▶ [What the exercise asks] Scan the records and identify every line in which the string "code" occurs, then return those lines.

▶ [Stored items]
PR #9700, opened 2026-07-11
feat(helpers): add query as an http method

amritk:
## Problem

`QUERY` is a safe, idempotent HTTP method that carries its query in the request body (per the IETF HTTP QUERY method and OpenAPI 3.2). The v3.2 OpenAPI schema in this repo already recognizes `QUERY`, but the shared HTTP helpers and the workspace store did not, so QUERY operations could not be recognized, rendered, or sent with a body by the API reference and API client.

## Solution

Add `query` as a first-class HTTP method and make sure the reference and client handle it correctly.

**`@scalar/helpers/http`**
- Add `'query'` to `HTTP_METHODS`, so it flows through `isHttpMethod`, `normalizeHttpMethod`, and the `httpMethods` set.
- Add a `REQUEST_METHODS.query` entry with a distinct pink badge (the only unused color in the existing palette).
- Allow QUERY to have a request body via `canMethodHaveBody` (added to `BODY_METHODS`), so `buildSafeBodyRequest` preserves the body.

**`@scalar/workspace-store`**
- Add `query` to the v3.1 path-item schemas (strict typebox schema + type, and the non-strict generator) so QUERY operations are traversed and rendered.
- Replace a duplicated local method `Set` in `server.ts` with the canonical `isHttpMethod` helper, which also picks up `query`.

**Tests** were added across helpers (`http-methods`, `http-info`, `is-http-method`, `normalize-http-method`, `can-method-have-body`), the workspace store (`for-each-path-item-operation`, `server`, `bundler`), and the api-reference, blocks, and api-client `HttpMethod` components (including a new api-client test verifying QUERY is selectable and emits correctly).

Verification: full helpers (863) and workspace-store (2566) suites pass; type checks pass across all consuming packages; Biome + Prettier clean.

## Checklist

- [x] I added a changeset.
- [x] I added tests.

---
_Generated by [Claude Code](https://claude.ai/code/session_01HX6GmipCVdHBFoL1eG8xJQ)_

### DIFF
--- a/packages/helpers/src/http/can-method-have-body.ts
+++ b/packages/helpers/src/http/can-method-have-body.ts
@@ -1,7 +1,12 @@
 import { isElectron } from '@/general/is-electron'
 
-/** HTTP Methods which can have a body */
-export const BODY_METHODS = new Set(['post', 'put', 'patch', 'delete'])
+/**
+ * HTTP Methods which can have a body
+ *
+ * QUERY is included because it is a safe, idempotent method that carries its query in the request body,
+ * which is the whole point of the method (see the IETF HTTP QUERY method and OpenAPI 3.2).
+ */
+export const BODY_METHODS = new Set(['post', 'put', 'patch', 'delete', 'query'])
 
 /**
  * Makes a check to see if this method CAN have a body.
--- a/.changeset/add-query-http-method.md
+++ b/.changeset/add-query-http-method.md
@@ -1,0 +1,6 @@
+---
+'@scalar/helpers': minor
+'@scalar/workspace-store': patch
+---
+
+Add `query` as a supported HTTP method. The QUERY method (a safe, idempotent method that carries its query in the request body, per the IETF HTTP QUERY method and OpenAPI 3.2) is now part of `HTTP_METHODS`, so it is recognized by `isHttpMethod`, `normalizeHttpMethod`, and `getHttpMethodInfo` (rendered with a distinct pink badge), and it is allowed to have a request body via `canMethodHaveBody`. The workspace store now traverses and renders `query` operations on path items, so the API reference and API client handle QUERY operations correctly.
--- a/packages/api-client/src/components/HttpMethod/HttpMethod.test.ts
+++ b/packages/api-client/src/components/HttpMethod/HttpMethod.test.ts
@@ -1,0 +1,38 @@
+import { mount } from '@vue/test-utils'
+import { describe, expect, it } from 'vitest'
+
+import HttpMethod from './HttpMethod.vue'
+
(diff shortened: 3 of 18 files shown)


CaCTuCaTu4ECKuu:
When will next version be released?
When will we have it?

bielu:
I have only question how it will work with current browsers, as non of main browsers provided query support yet, are we going to polifill it? or are we doing custom wrapper? because if you add support for query support now without doing any of that, the method will fail on browser client if I am not wrong? 🤔

CaCTuCaTu4ECKuu:
Well, I guess you're right, rn only server side more or less suports it.
But still if it is supported on server side I wanna support it and see it 
Lets go

amritk:
Yea this PR was just supposed to be for the docs, we can actually support it in our api client app since we do a custom fetch implementation. But yea browser support will need to wait

amritk:
@CaCTuCaTu4ECKuu we can probably release soon as @hanspagel reviews it

packages/helpers/src/http/can-method-have-body.ts
```diff
@@ -1,7 +1,12 @@
 import { isElectron } from '@/general/is-electron'
 
-/** HTTP Methods which can have a body */
-export const BODY_METHODS = new Set(['post', 'put', 'patch', 'delete'])
+/**
+ * HTTP Methods which can have a body
+ *
+ * QUERY is included because it is a safe, idempotent method that carries its query in the request body,
+ * which is the whole point of the method (see the IETF HTTP QUERY method and OpenAPI 3.2).
+ */
```
Coding-Kiwi, line 8: Why is there dedicated documentation for "query"?

Coding-Kiwi:
Thanks for the fast pull request addressing the discussion :)

https://github.com/scalar/scalar/discussions/9698

packages/helpers/src/http/can-method-have-body.ts
amritk: just because its new, can remove it once we fully support openapi 3.2

hanspagel:
we don't really support OpenAPI 3.2 yet (it'll come v soon), sooo this adds a bit of the 3.2 stuff to the 3.1 schemas. let me close this for now and revisit once we added 3.2

amritk:
> we don't really support OpenAPI 3.2 yet (it'll come v soon), sooo this adds a bit of the 3.2 stuff to the 3.1 schemas. let me close this for now and revisit once we added 3.2

@hanspagel thats fine but just one thing to note the reason we used our own HTTP_METHODS instead of just the openapi spec is the spec didn't have every http method we wanted to support, so http methods sort of grew ahead of the openapi version

PR #9702, opened 2026-07-12
feat(api-client): pluggable transports (http + channel) for client plugins

bielu:
## What

Adds a plugin extension point to replace the request execution engine ("try it" client) with a custom one. Plugins can now register **transports** on `ClientPlugin`, selected by **document type** (`openapi` / `asyncapi`) and the **protocol** of the target server. Two kinds are supported:

**`kind: 'http'`** — one-shot request/response, replaces the built-in fetch engine:

```ts
const customClientPlugin: ClientPlugin = {
  transports: [
    {
      documentType: 'openapi', // optional — matches both when omitted
      protocols: ['http', 'https'],
      transport: {
        kind: 'http',
        send: async (request, { documentType, protocol }) =>
          myCustomHttpClient.execute(request),
      },
    },
  ],
}
```

**`kind: 'channel'`** — long-lived bidirectional connections (SignalR, gRPC streaming, MQTT, …), replaces the built-in WebSocket client:

```ts
const signalRPlugin: ClientPlugin = {
  transports: [
    {
      documentType: 'asyncapi',
      protocols: ['wss'],
      transport: {
        kind: 'channel',
        connect: async ({ url, handlers }) => {
          const hub = new HubConnectionBuilder().withUrl(url).build()
          hub.on('message', (data) => handlers.onMessage(JSON.stringify(data)))
          hub.onclose((error) => handlers.onClose({ code: error ? 1006 : 1000, wasClean: !error }))
          await hub.start()
          return { send: (data) => void hub.send('message', data), close: () => void hub.stop() }
        },
      },
    },
  ],
}
```

## Why

Today the only way to swap the client is the app-level `customFetch` option — a single global override, HTTP-only, and not available to plugins. Keying registrations by document type **and** protocol lets a plugin take over exactly the combinations it understands, and lets plugins provide clients for protocols the API client has no built-in support for (SignalR, gRPC, MQTT, Kafka, …).

## How

- **`@scalar/oas-utils`**: new `client-transports.ts` with the registration types (`ClientTransport`, `HttpTransport`, `ChannelTransport`, `ClientTransportContext`), protocol normalization (case-insensitive, trailing `:` ignored so both `https` and `URL.protocol`'s `https:` form match), and kind-aware resolvers (`resolveHttpTransport`, `resolveChannelTransport`) sharing one matching pass. `ClientPlugin` gains an optional `transports` field.
- **`@scalar/api-client`, HTTP path**: new `request-transport.ts` helper resolves the target protocol from the fully resolved request URL (environment substitution applied, no proxy rewriting — so `{protocol}://{host}` server templates work) and adapts a matching transport to the existing `customFetch` seam in `sendRequest`. Wired into `OperationBlock.handleExecute`.
- **`@scalar/api-client`, channel path**: new `channel-transport-socket.ts` bridges a `ChannelTransport` into the socket surface the WebSocket session already drives — the session state machine, frame log, and WebSocket plugin hooks (`beforeConnect`, `onWebSocketMessage`, `onWebSocketClose`) work identically for custom transports and native sockets. `connectWebSocket` resolves plugin transports by URL protocol after the `beforeConnect` hook (so a hook-rewritten URL selects the transport). The session's socket typing is widened to a minimal structural `WebSocketLike` that both the native `WebSocket` and adapters satisfy.

An `http` transport receives the exact fetch `Request` the client built and returns a standard `Response`, so the entire existing pipeline keeps working unchanged: streaming detection, cookie persistence, response body decoding (`responseBody` handlers), and all plugin hooks.

### Resolution rules

1. App-level overrides take precedence over plugin transports: `customFetch` for requests, an explicit `customWebSocket` for connections (backwards compatible, the desktop app keeps its overrides).
2. First matching registration in plugin order wins; each execution model only considers registrations of its own `kind`.
3. No match → built-in engine (global `fetch` / native `WebSocket`).
4. Requests executed through a plugin transport **bypass the CORS proxy**: transports own their I/O, and the proxy exists to work around browser `fetch` limitations a custom client does not have (it would also hand the transport the proxy URL instead of the real target).

### Channel transport contract

`connect(options, context)` resolves once the connection is established (e.g. after `HubConnection.start()`), rejects when it cannot be (mapped to an abnormal close, mirroring a failed native WebSocket handshake). Incoming traffic is reported through `handlers`; outgoing traffic and shutdown go through the returned `{ send, close }`. A close requested while the transport is still connecting is queued and applied once connect settles.

### Design notes

- The operation block passes `documentType: 'openapi'` and `connectWebSocket` passes `asyncapi` — matching what each path executes today.
- Channel transports are wired at the `connectWebSocket` layer, so they light up fully when the interactive AsyncAPI channel client UI lands; the contract is exercised end-to-end through the session tests today.

## Testing

- `client-transports.test.ts` (oas-utils, 17 tests): normalization + resolver matrix (protocol matching, documentType scoping, plugin order, kind separation — including a plugin registering both kinds for the same protocol).
- `request-transport.test.ts` (api-client, 10 tests): protocol resolution from real `requestFactory` builders (absolute URLs, env-templated server URLs, proxy ignored, page-origin fallback), `CustomFetch` adaptation, end-to-end resolve-and-wrap.
- `channel-transport-socket.test.ts` (api-client, 10 tests): full session lifecycle through a fake transport (open, incoming/outgoing frames, close info propagation, connect rejection → abnormal close, close-while-connecting queuing) plus `connectWebSocket` resolution (plugin transport used, failure path, protocol mismatch ignored, explicit `customWebSocket` precedence).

▶ [Answer space]
_Generated by [Claude Code](https://claude.ai/code/session_01HX6GmipCVdHBFoL1eG8xJQ)_
          hub.onclose((error) => handlers.onClose({ code: error ? 1006 : 1000, wasClean: !error }))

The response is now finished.